Let $A,B$ be two real $2 \times 2$ matrices with identical singular values $0<\sigma_1<\sigma_2$ and with a positive determinant (which is $\sigma_1 \sigma_2$).
Is there a known characterization for when the singular values of $tA+(1-t)B$ are again $\sigma_1,\sigma_2$ for every $t \in (0,1)$?
In particular, does this condition force $A=B$?
Does the answer change if we require this only for some specific (single) value of $t \in (0,1)$?

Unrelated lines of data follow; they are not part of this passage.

PR #749, opened 2025-08-20
Add a function to get tasks from multiple kinds in one pass

glandium:
This is especially useful when some of the kinds the caller is interested in is a dependency of another kind.


jcristau:
There seem to be other places where we assume the name matches the label e.g. https://github.com/taskcluster/taskgraph/blob/63172076144dbaf8589ea548d1dc6c517b0aaaf6/src/taskgraph/actions/retrigger.py#L150; so changing the test fixture to set name to the same thing as label seems like a reasonable change, and would match https://github.com/taskcluster/taskgraph/blob/63172076144dbaf8589ea548d1dc6c517b0aaaf6/src/taskgraph/transforms/task.py#L1331

glandium:
Can you merge this?

Issue #476, opened 2024-03-21
Fix remaining type checking errors


ahal:
https://github.com/taskcluster/taskgraph/pull/475 refactored our Pyright type checking excludes to be per line rather than ignoring entire files. Fixing these remaining errors is a good first issue!

First ensure you can run `pyright` locally:
```
$ pip install -r requirements/dev.txt
$ pyright
```
You should see no errors. Next:

1. Search for the string `# type: ignore` in the code base.
2. Remove it.
3. Run `pyright` and verify you see the error.
4. Figure out how to fix the error.
5. Submit a PR

Feel free to batch many fixes into one PR if you like. And no need to fix everything! This issue can be tackled a little bit at a time, possibly even by multiple contributors.

ahal:
The change to switch to ignoring type errors line by line finally landed:
https://github.com/taskcluster/taskgraph/commit/ae78c110445c749f189489ea9dd88ec04ae94930

So the instructions in this issue make sense now.

PR #751, opened 2025-08-24
Fix some more type checking errors

YaySushi:
This fixes (another very small) part of issue https://github.com/taskcluster/taskgraph/issues/476.

Notes:
pytest reported the same stats before and after my changes (looks like orjson gives a warning)
Some removals of # type: ignore did not result in an error from pyright (some status code comparisons)


ahal (approved):
Thanks very much for the contribution!

PR #752, opened 2025-08-26
Convert voluptuous schema to msgspec 

abhishekmadan30:


src/taskgraph/config.py
```diff
@@ -8,107 +8,89 @@
...
-graph_config_schema = Schema(
-    {
-        # The trust-domain for this graph.
-        # (See https://firefox-source-docs.mozilla.org/taskcluster/taskcluster/taskgraph.html#taskgraph-trust-domain)  # noqa
-        Required("trust-domain"): str,
-        Optional(
-            "docker-image-kind",
-            description="Name of the docker image kind (default: docker-image)",
-        ): str,
-        Required("task-priority"): optionally_keyed_by(
```
ahal, line 34: I think we'll need to preserve the `optionally_keyed_by` function.

I can help you with this later, but at a high level, I think we should be able to dynamically return the proper Python type annotation for it.

ahal: To illustrate what `optionally_keyed_by` is doing, it means in this case the following inputs would all be valid:

```
task-priority:
    by-project:
        autoland: high
        default: low
```
```
task-priority:
    by-level:
        3: high
        1: low
```
```  
task-priority: high
```

So we need to come up with a standard Python type annotation that captures this.. It might be a bit ugly, but I think it should be do-able.

docs/concepts/transforms.rst
```diff
@@ -105,17 +105,17 @@ about the state of the tasks at given points. Here is an example:
...
-       Required("foo"): str,
-       Optional("bar"): bool,
-   })
+   class MySchema(msgspec.Struct, kw_only=True):
+       foo: str                   # Required field
+       bar: Optional[bool] = None # Optional field
 
-   transforms.add_validate(my_schema)
+   transforms = TransformSequence()
+   transforms.add_validate(Schema(MySchema))
```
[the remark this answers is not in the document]
abhishekmadan30: Yes I did

src/taskgraph/transforms/matrix.py
```diff
@@ -8,59 +8,49 @@
...
+    # Useful for cases where the default of joining matrix values by
+    # a dash is not desired.
+    set_name: Optional[str] = None
+    # List of fields in the task definition to substitute matrix values into.
+    #
+    # If not specified, all fields in the task definition will be
+    # substituted.
+    substitution_fields: Optional[List[str]] = None
+    # Allow extra fields for matrix dimensions
+    __extras__: Dict[str, List[str]] = msgspec.field(default_factory=dict)
```
ahal, line 43: Is this necessary? According to the msgspec docs, unknown fields are ignored by default:
https://jcristharif.com/msgspec/structs.html#forbidding-unknown-fields

Though, does that mean we need to somehow pass `forbid_unknown_fields=True` for every schema where we *don't* want this? This might be a bit annoying :/

What do you think about trying to invert the behaviour? E.g, in the `Schema` subclass, we set `forbid_unknown_fields` to `True` by default, and then if the user does something like:
```
class Foo(Schema, allow_extra=True):
    ...
```

Then in that case we pass `forbid_unknown_fields=False`.

I'm not going to lie, subclassing the `msgspec.Struct` is tricky due to it being a dataclass, so I'm not entirely sure how to implement this off-hand, or even if it's possible. Hopefully Claude can assist

ahal: Oh, I put my comment in the wrong place... In this case we do want to explicitly list `__extras__` because any extra keys should absolutely follow that schema.. so my bad.

But for example, lower down on line 49, it's probably not necessary because the "extras" could literally be anything, the matrix schema has no idea.

docs/concepts/transforms.rst
```diff
@@ -105,17 +105,16 @@ about the state of the tasks at given points. Here is an example:
...
    from taskgraph.transforms.base import TransformSequence
    from taskgraph.util.schema import Schema
 
-   my_schema = Schema({
-       Required("foo"): str,
-       Optional("bar"): bool,
-   })
+   class MySchema(Schema):
+       foo: str                   # Required field
+       bar: Optional[bool] = None # Optional field
```
ahal, line 114: nit: Python standard is to have two spaces before comment

src/taskgraph/config.py
```diff
@@ -177,7 +161,9 @@ def kinds_dir(self):
 
 
 def validate_graph_config(config):
-    validate_schema(graph_config_schema, config, "Invalid graph configuration:")
+    """Validate graph configuration using msgspec."""
+    # With rename="kebab", msgspec handles the conversion automatically
```
ahal, line 161: nit: This comment doesn't make sense in this context.

src/taskgraph/parameters.py
```diff
@@ -143,15 +162,22 @@ def extend_parameters_schema(schema, defaults_fn=None):
...
             dict mapping parameter name to default value in the
             event strict=False (optional).
     """
     global base_schema
     global defaults_functions
-    base_schema = base_schema.extend(schema)
+    global _schema_extensions
+
+    # Store the extension schema for use during validation
+    _schema_extensions.append(schema)
```
ahal, line 172: Is this unused? I don't see where this is being validated

src/taskgraph/transforms/fetch.py
```diff
@@ -9,91 +9,76 @@
...
+FETCH_SCHEMA = FetchSchema
 
 # define a collection of payload builders, depending on the worker implementation
 fetch_builders = {}
 
 
 @dataclass(frozen=True)
 class FetchBuilder:
-    schema: Schema
+    schema: Any  # Either msgspec.Struct type or validation function
```
ahal, line 73: Should this be `Union[Schema, Callable]` then?

src/taskgraph/transforms/fetch.py
```diff
@@ -9,91 +9,76 @@
...
-    }
-)
+class FetchConfig(Schema, rename=None, omit_defaults=False):
+    """Configuration for a fetch task type."""
+
+    type: str
+    # Additional fields handled dynamically by fetch builders
+
+
+class FetchSchema(Schema):
```
ahal, line 35: I've noticed you sometimes use `FooSchema`, sometimes `FooConfig` and sometime neither. It would be good to be consistent across all schema class names.

Personally I think I like `FooSchema` the best (even for things that are sub schemas). Though happy to bikeshed with you if you have another preference.

src/taskgraph/transforms/fetch.py
```diff
@@ -9,91 +9,76 @@
...
+    attributes: Optional[Dict[str, Any]] = None
+
+    def __post_init__(self):
+        # Validate that fetch has a 'type' field
+        if not isinstance(self.fetch, dict) or "type" not in self.fetch:
+            raise msgspec.ValidationError("fetch must be a dict with a 'type' field")
+
+
+# Backward compatibility
+FETCH_SCHEMA = FetchSchema
```
ahal: We're already breaking backwards compatibility, so I don't think we should worry about preserving the old variable names. I'll be easy enough to update.

src/taskgraph/transforms/fetch.py
```diff
@@ -204,45 +197,46 @@ def make_task(config, tasks):
...
+    """GPG signature verification configuration."""
+
+    # URL where GPG signature document can be obtained. Can contain the
+    # value ``{url}``, which will be substituted with the value from ``url``.
+    sig_url: str
+    # Path to file containing GPG public key(s) used to validate download.
+    key_path: str
+
+
+class StaticUrlFetchConfig(Schema, rename="kebab"):
```
ahal, line 207: nit: the `rename="kebab"` isn't necessary (right?)

src/taskgraph/transforms/from_deps.py
```diff
@@ -13,108 +13,93 @@
...
+        # Validate group_by
+        if self.group_by is not None:
+            if isinstance(self.group_by, str) and self.group_by not in GROUP_BY_MAP:
+                raise msgspec.ValidationError(f"Invalid group-by: {self.group_by}")
+            elif isinstance(self.group_by, dict):
+                keys = list(self.group_by.keys())
+                if len(keys) != 1 or keys[0] not in GROUP_BY_MAP:
+                    raise msgspec.ValidationError(
+                        f"Invalid group-by dict: {self.group_by}"
+                    )
```
ahal, line 88: I think you can get rid of this `__post_init__` function by creating a new type alias like you did for `priority` in `config.py`.

src/taskgraph/transforms/from_deps.py
```diff
@@ -13,108 +13,93 @@
...
+
+
 #: Schema for from_deps transforms
```
ahal, line 91: These `#:` comments aren't necessary for classes, I only needed them for autodoc to process module level variables. For classes, as long as it has a docstring, you can remove these comments.

src/taskgraph/transforms/from_deps.py
```diff
@@ -13,108 +13,93 @@
...
-            ): {str: [fetches_schema]},
-        },
-    },
-    extra=ALLOW_EXTRA,
-)
+    from_deps: FromDepsConfig
+
+
+# Backward compatibility
+FROM_DEPS_SCHEMA = FromDepsSchema
```
ahal: nit: ditto, can remove this imo

src/taskgraph/transforms/notify.py
```diff
@@ -54,46 +70,114 @@
...
+
+    notify: Optional[NotifyConfig] = None
+    notifications: Optional[LegacyNotificationsConfig] = None
+
+    def __post_init__(self):
+        # Ensure only one of notify or notifications is present
+        if self.notify and self.notifications:
+            raise msgspec.ValidationError(
+                "Cannot specify both 'notify' and 'notifications'"
+            )
```
ahal, line 146: Oh nice, this is a good way of handling mutual exclusion!

src/taskgraph/transforms/run/__init__.py
```diff
@@ -11,13 +11,13 @@
 
 import copy
 import logging
-from textwrap import dedent
+from typing import Any, Dict, List, Union
+from typing import Optional as TOptional
```
ahal, line 15: nit: can you revert `TOptional` back to `Optional`?

src/taskgraph/util/dependencies.py
```diff
@@ -35,7 +34,7 @@ def group_by_all(config, tasks):
     return [[task for task in tasks]]
 
 
-@group_by("attribute", schema=Schema(str))
+@group_by("attribute")
```
ahal, line 37: I guess there's no easy way to validate a schema with no keys with msgspec? Seems fair enough to just drop the schema here then

src/taskgraph/util/schema.py
```diff
@@ -17,52 +16,39 @@ def validate_schema(schema, obj, msg_prefix):
...
-        raise Exception("\n".join(msg) + "\n" + pprint.pformat(obj))
 
-
-def optionally_keyed_by(*arguments):
+    try:
+        if isinstance(schema, type) and issubclass(schema, Schema):
+            # Use the validate class method for Schema subclasses
+            schema.validate(obj)
+        elif isinstance(schema, type) and issubclass(schema, msgspec.Struct):
+            msgspec.convert(obj, schema)
```
ahal, line 33: Do we need to support this use case? I'm not opposed, but if we never call `validate_schema` with a Struct object, then I'd mildly prefer we remove this code path. If we do call it, then this is totally fine.

src/taskgraph/util/schema.py
```diff
@@ -150,99 +136,130 @@ def resolve_keyed_by(
...
+    """Reference to a task artifact."""
+
+    artifact_reference: str
+
+
+# Create a custom validator
+class OptimizationValidator:
+    """A validator that can validate optimization schemas."""
+
+    def __call__(self, value):
```
ahal, line 208: nit: Might as well just make these functions rather than classes with a `__call__`.

template/{{cookiecutter.project_name}}/taskcluster/{{cookiecutter.project_slug}}_taskgraph/transforms/hello.py
```diff
@@ -1,14 +1,12 @@
...
-        Required("noun"): str,
-    },
-    extra=ALLOW_EXTRA,
-)
+
+class HelloSchema(Schema):
+    noun: str  # Required field
+
+
+HELLO_SCHEMA = HelloSchema
```
ahal, line 9: nit: Let's drop this intermediate variable.

ahal (changes requested):
Thanks, this is shaping up nicely!

I don't think I have any other major concerns, it's mostly all nits and a minor changes. So I think you can go ahead and start converting Gecko without fear of a major new request (from me at least :p)

docs/tutorials/creating-a-task-graph.rst
```diff
@@ -136,16 +136,16 @@ comments for explanations):
...
 .. code-block:: python
 
-   from voluptuous import Optional, Required
-
-   from taskgraph.transforms.base import TransformSequence
+   from typing import Optional
    from taskgraph.util.schema import Schema
+   from taskgraph.transforms.base import TransformSequence
+
+   # Define the schema using Schema base class for better type checking and performance.
```
ahal, line 143: nit: I'd cut out `for better type checking and performance` here. The user reading this won't know what you're comparing against

src/taskgraph/config.py
```diff
@@ -21,94 +17,78 @@
...
+
+    This schema allows extra fields for repository-specific configuration.
+    """
+
+    # Required fields first
+    name: str
+
+    # Optional fields
+    project_regex: Optional[str] = None  # Maps from "project-regex"
+    ssh_secret_name: Optional[str] = None  # Maps from "ssh-secret-name"
```
ahal, line 52: I guess this maps from works because in the base class we pass in the "rename" arg. Out of curiosity, what does it look like if we *wanted* to use underscores rather than dashes?

src/taskgraph/config.py
```diff
@@ -21,94 +17,78 @@
...
+
+
+class TaskGraphSchema(Schema):
+    """Taskgraph specific configuration."""
+
+    # Required fields first
+    repositories: Dict[str, Repository]
+
+    # Optional fields
+    register: Optional[str] = None
```
ahal, line 68: I feel bad for not commenting this earlier, but do you think we could preserve the old descriptions as comments? The schema isn't really documented other than these descriptions, so I feel it's important that we preserve them somehow. Even if it's just a comment

ahal: I think Claude should be able to do this if you get it to examine the diff and teach it about the mapping from dash to underscore.

src/taskgraph/config.py
```diff
@@ -21,94 +17,78 @@
...
+
+    # Optional fields
+    project_regex: Optional[str] = None  # Maps from "project-regex"
+    ssh_secret_name: Optional[str] = None  # Maps from "ssh-secret-name"
+
+
+class RunConfig(Schema):
+    """Run transforms configuration."""
+
+    use_caches: Optional[Union[bool, List[str]]] = None  # Maps from "use-caches"
```
ahal, line 58: This shouldn't just be `List[str]`, there are only specific values allowed here (similar to `TaskPriority`)

ahal (changes requested):
I didn't get a chance to review the whole thing, but I'll leave the comments I had so far for now and resume tomorrow. Figured you might want to get a head start

src/taskgraph/config.py
abhishekmadan30: I couldn't do Literal because it doesn't support dynamics values so I added a post_init function to make sure the values are valid

src/taskgraph/transforms/task.py
```diff
@@ -49,343 +45,96 @@ def _run_task_suffix():
...
+    # Description of the task (for metadata)
+    description: str
+    # The provisioner-id/worker-type for the task
+    worker_type: str
+    # Attributes for this task
+    attributes: Dict[str, Any] = msgspec.field(default_factory=dict)
+    # Relative path (from config.path) to the file task was defined in
+    task_from: Optional[str] = None
+    # Dependencies of this task, keyed by name
+    dependencies: Dict[str, Any] = msgspec.field(default_factory=dict)
```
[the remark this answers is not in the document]
abhishekmadan30: Sorry, I am confused what you mean this ?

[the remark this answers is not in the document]
ahal: In the old schema, if you named a dependency edge "self" or "decision", it would raise an exception. That won't happen anymore.

ahal:
Thanks, looks like you have some merge conflicts too. Please rebase and push your latest iteration and hopefully I can do one final review (of just the interdiff this time)

src/taskgraph/transforms/run/__init__.py
```diff
@@ -27,146 +27,98 @@
...
-                specified. If 'label' is not provided, it will be generated from
-                the 'name' by prepending the kind.
-                """
-            ),
-        ): str,
-        # the following fields are passed directly through to the task description,
-        # possibly modified by the run implementation. See
-        # taskcluster/taskgraph/transforms/task.py for the schema details.
-        Required("description"): task_description_schema["description"],
-        Optional("priority"): task_description_schema["priority"],
```
ahal, line 67: All these keys that previously referenced the `task_description_schema` should continue referencing it moving forward. I think this is where I was saying we'd need to use that `__annotations__` special member variable. Feel free to reach out.

So:
```
Required("description"): task_description_schema["description"]
```

Would become:
```
description: TaskSchema.__annotations__["description"]
```

I think.. some testing / experimentation needed.

src/taskgraph/transforms/docker_image.py
```diff
@@ -5,18 +5,15 @@
...
+from typing import Dict, List, Optional
 
 import taskgraph
 from taskgraph.transforms.base import TransformSequence
+from taskgraph.transforms.task import TaskDescriptionIndexSchema
 from taskgraph.util import json
 from taskgraph.util.docker import create_context_tar, generate_context_hash
 from taskgraph.util.schema import Schema
 
-from .task import task_description_schema
```
ahal, line 18: Same here, anytime we see a schema being referenced in another file, we should continue referencing the new msgstruct style schema from the same file.

src/taskgraph/transforms/fetch.py
```diff
@@ -9,91 +9,72 @@
...
+
+# Base class for fetch configurations - ensures type field exists
+class BaseFetchSchema(Schema, forbid_unknown_fields=False):
+    """Base schema for fetch configurations.
+
+    This allows any additional fields beyond 'type' to support
+    different fetch types (static-url, git, etc).
+    """
+
+    type: str
```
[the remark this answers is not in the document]
abhishekmadan30: in the voluptuous schema, it was also a string not a literal

jcristau:
Is there any chance we can do this in a backwards-compatible way, e.g. by leaving existing util/schema.py APIs alone and adding the msgspec schemas as an alternative, so we can convert things piecemeal and avoid massive changes and likely regressions/back and forth?  Or is that impossible for some reason?

src/taskgraph/util/schema.py
```diff
@@ -2,67 +2,109 @@
...
+
+def UnionTypes(*types):
+    """Use `functools.reduce` to simulate `Union[*allowed_types]` on older
+    Python versions.
+    """
+    return reduce(lambda a, b: Union[a, b], types)
 
 
-def optionally_keyed_by(*arguments):
+def optionally_keyed_by(*arguments, use_msgspec=False):
```
ahal: Oh, I see what you meant now by having separate functions for this.. For some reason I was thinking there'd be an object passed in here we could test, but that obviously isn't the case. I like this approach though.

src/taskgraph/transforms/run/__init__.py
```diff
@@ -11,162 +11,134 @@
...
-                This object will be passed through to the task description, with additions
-                provided by the task's run-using function.
-                """
-            ),
-        ): dict,
-    }
-)
+
+# Fetches schema using msgspec
+class FetchesStruct(Struct):
```
ahal: Would you mind splitting all the actual schema conversion work into a separate commit from supporting msgspec in validate_schema? This way it will be easy to prove that the generation works before and after the change.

Summary: Having fixed singular values implies being on a sphere, and the Euclidean unit ball is a strictly convex set.
Indeed, after some further thought, it seems that even if the singular values of $tA+(1-t)B$ are $\sigma_1,\sigma_2$ even for a single $t \in (0,1)$, then $A=B$.
Indeed, suppose that $C:=tA+(1-t)B$ has singular values $\sigma_1,\sigma_2$. Then
$$|C|=|A|=|B|=\sqrt{\sigma_1^2+\sigma_2^2}=t|A|+(1-t)|B|.$$
Thus, witing $\tilde A=tA, \tilde B=(1-t)B$, we get
$$ |\tilde A+\tilde B|=|\tilde A|+|\tilde B|,$$
so $\tilde A=\lambda \tilde B$ for some positive $\lambda$. Since we assumed that $t \in (0,1)$, we get $A=rB $ for some positive $r$, which must then be $1$, since $|A|=|B|>0$.